[Entries taken from a collection]
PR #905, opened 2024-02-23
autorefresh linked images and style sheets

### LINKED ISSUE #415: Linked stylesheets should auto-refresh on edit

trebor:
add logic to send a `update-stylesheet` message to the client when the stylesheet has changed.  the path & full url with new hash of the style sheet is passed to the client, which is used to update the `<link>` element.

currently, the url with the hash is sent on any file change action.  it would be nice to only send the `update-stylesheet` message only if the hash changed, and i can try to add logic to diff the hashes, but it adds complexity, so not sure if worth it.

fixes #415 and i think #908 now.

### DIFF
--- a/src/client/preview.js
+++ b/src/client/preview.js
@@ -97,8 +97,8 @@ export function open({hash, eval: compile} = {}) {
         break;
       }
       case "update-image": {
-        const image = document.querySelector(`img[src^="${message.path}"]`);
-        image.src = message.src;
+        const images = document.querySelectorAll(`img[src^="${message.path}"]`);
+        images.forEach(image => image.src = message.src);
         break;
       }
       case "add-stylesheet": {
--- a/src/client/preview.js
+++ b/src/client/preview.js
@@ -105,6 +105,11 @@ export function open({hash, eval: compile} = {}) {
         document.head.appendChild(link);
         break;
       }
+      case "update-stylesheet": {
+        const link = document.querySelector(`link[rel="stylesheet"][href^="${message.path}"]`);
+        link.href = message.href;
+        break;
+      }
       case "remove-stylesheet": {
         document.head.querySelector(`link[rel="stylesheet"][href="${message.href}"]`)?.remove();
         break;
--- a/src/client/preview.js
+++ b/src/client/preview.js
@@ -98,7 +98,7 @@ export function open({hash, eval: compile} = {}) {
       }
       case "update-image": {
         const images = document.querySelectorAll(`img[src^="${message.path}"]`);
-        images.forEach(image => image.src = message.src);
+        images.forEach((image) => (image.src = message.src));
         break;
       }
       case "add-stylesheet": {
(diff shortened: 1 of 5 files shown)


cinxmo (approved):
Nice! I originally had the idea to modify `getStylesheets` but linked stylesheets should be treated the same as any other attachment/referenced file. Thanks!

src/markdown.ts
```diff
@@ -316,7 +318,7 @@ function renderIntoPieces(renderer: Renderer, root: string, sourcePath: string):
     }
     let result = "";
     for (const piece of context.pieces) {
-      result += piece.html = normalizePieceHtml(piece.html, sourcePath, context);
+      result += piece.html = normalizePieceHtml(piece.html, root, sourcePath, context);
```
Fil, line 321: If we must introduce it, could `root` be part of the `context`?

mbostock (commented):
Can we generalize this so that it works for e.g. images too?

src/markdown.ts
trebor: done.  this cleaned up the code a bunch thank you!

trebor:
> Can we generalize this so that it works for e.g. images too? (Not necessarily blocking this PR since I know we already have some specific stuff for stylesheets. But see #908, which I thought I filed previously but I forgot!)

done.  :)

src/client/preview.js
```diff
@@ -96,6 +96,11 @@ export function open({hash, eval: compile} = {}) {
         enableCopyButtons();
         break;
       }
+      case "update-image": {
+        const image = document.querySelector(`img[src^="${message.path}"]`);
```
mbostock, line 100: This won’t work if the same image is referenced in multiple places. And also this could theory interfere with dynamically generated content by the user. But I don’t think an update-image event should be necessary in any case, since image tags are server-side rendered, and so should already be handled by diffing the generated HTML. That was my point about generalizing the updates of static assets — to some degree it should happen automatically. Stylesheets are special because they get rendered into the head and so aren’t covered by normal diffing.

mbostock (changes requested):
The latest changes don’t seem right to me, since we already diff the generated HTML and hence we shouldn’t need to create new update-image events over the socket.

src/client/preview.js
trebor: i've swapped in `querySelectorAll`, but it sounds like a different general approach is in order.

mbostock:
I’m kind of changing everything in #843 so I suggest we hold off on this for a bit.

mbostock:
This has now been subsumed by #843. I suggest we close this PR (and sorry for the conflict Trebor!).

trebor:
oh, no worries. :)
...
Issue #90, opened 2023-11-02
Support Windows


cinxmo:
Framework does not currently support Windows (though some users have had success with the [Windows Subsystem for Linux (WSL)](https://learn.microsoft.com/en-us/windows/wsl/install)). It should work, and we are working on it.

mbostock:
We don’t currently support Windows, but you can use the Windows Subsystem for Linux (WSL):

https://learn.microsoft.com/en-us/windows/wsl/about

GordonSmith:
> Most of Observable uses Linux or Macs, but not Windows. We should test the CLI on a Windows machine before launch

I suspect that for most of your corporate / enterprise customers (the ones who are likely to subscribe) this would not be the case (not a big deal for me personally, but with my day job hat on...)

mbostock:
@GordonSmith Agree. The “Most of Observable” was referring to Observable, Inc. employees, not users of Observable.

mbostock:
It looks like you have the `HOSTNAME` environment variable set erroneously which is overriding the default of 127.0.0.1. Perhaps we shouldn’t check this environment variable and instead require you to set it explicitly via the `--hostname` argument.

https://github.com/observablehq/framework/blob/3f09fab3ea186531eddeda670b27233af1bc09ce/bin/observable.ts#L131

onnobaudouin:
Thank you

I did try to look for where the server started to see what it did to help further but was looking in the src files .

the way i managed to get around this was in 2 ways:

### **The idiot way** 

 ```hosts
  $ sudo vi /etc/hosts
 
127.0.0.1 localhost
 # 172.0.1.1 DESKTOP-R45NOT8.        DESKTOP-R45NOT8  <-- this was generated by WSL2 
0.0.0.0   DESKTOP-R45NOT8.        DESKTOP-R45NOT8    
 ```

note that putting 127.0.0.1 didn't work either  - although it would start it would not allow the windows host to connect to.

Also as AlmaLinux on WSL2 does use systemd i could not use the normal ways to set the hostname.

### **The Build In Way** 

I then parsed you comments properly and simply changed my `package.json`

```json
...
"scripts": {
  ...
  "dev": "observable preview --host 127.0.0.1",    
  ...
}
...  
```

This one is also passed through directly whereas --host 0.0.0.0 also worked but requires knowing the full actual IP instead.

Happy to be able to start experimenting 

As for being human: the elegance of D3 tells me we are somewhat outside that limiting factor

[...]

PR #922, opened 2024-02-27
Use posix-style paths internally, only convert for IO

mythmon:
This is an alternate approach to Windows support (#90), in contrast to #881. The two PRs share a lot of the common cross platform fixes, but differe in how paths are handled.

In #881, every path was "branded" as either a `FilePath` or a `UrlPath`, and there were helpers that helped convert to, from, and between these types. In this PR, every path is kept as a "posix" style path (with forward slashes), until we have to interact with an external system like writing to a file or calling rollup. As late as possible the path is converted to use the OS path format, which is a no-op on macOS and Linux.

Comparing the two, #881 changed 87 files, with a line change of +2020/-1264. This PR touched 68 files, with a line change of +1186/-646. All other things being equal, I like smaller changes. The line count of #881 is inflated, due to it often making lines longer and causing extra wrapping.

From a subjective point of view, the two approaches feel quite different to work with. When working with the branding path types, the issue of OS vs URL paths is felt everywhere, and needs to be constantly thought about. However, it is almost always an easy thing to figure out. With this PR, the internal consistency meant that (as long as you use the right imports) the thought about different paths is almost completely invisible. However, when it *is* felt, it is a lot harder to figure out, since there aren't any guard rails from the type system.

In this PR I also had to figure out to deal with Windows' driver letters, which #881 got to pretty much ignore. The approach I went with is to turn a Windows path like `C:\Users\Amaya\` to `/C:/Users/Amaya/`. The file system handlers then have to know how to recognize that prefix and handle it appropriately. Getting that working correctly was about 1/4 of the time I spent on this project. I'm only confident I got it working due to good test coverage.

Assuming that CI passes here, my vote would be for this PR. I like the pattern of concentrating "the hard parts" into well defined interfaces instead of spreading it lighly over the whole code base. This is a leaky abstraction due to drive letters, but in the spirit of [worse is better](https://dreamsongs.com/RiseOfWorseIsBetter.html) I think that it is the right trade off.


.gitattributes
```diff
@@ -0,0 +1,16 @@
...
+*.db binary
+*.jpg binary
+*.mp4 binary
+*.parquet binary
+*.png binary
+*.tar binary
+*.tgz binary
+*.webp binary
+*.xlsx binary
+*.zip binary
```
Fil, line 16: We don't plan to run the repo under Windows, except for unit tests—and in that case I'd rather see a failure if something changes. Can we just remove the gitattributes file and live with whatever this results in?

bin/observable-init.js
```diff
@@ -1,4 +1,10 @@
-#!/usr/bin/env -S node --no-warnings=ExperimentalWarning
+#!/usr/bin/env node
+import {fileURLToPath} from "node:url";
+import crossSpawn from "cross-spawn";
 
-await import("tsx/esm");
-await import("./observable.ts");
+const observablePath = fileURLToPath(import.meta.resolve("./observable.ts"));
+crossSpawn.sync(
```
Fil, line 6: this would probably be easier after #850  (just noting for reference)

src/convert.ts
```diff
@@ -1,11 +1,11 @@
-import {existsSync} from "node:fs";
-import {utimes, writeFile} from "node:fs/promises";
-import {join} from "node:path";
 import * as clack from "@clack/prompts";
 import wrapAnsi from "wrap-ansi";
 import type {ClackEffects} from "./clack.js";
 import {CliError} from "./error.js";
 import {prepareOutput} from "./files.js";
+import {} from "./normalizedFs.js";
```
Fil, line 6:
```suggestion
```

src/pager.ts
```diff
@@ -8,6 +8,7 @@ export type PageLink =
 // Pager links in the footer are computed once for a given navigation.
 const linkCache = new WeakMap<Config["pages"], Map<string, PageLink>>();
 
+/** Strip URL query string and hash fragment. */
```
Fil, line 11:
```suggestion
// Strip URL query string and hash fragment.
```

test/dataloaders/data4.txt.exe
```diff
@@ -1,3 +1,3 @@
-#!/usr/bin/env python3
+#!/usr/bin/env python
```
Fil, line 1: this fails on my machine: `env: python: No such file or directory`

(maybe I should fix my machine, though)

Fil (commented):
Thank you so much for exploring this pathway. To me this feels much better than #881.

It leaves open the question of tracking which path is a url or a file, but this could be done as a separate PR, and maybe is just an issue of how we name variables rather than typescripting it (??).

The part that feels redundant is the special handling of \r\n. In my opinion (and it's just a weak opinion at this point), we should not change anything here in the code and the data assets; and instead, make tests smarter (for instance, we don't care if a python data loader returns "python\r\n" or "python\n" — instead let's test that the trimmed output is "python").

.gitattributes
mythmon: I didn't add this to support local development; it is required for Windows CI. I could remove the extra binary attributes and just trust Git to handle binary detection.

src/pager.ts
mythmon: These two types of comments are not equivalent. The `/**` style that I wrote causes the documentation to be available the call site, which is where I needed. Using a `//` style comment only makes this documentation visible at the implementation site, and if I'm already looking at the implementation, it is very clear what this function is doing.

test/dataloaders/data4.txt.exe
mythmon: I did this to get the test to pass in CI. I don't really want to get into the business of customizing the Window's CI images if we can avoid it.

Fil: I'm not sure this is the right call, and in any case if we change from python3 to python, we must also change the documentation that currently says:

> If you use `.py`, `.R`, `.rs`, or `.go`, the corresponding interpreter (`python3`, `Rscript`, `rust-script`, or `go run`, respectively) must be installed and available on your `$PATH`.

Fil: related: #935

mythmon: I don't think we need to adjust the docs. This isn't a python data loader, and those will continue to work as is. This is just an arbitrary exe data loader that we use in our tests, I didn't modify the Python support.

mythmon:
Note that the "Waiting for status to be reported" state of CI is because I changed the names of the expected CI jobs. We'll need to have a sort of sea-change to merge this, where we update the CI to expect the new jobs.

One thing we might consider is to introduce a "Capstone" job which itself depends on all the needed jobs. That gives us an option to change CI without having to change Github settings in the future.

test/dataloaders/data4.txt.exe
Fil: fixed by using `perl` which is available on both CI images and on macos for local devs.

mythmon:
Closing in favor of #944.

• [WORK INSTRUCTION] Tally the lines in the records containing the string "does"; output only the tally.

• [SOLUTION TO THE PROBLEM] 2